Extracted records
PR #2394, opened 2021-11-30
Remove specific code for testing Symfony 6

franmomu:
|      Q       |   A
|------------- | -----------
| Type         | task
| BC Break     | no
| Fixed issues | 

#### Summary

There is no need for this since it has been released and it will install Symfony 6 using `highest` dependencies.


malarzm (approved):

malarzm:
Thanks @franmomu!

* Your objective
Your answer must consist solely of the lines from the one containing "#### Summary" through the last line of the entries, reproduced exactly.

* Exercise output
#### Summary

There is no need for this since it has been released and it will install Symfony 6 using `highest` dependencies.


malarzm (approved):

malarzm:
Thanks @franmomu!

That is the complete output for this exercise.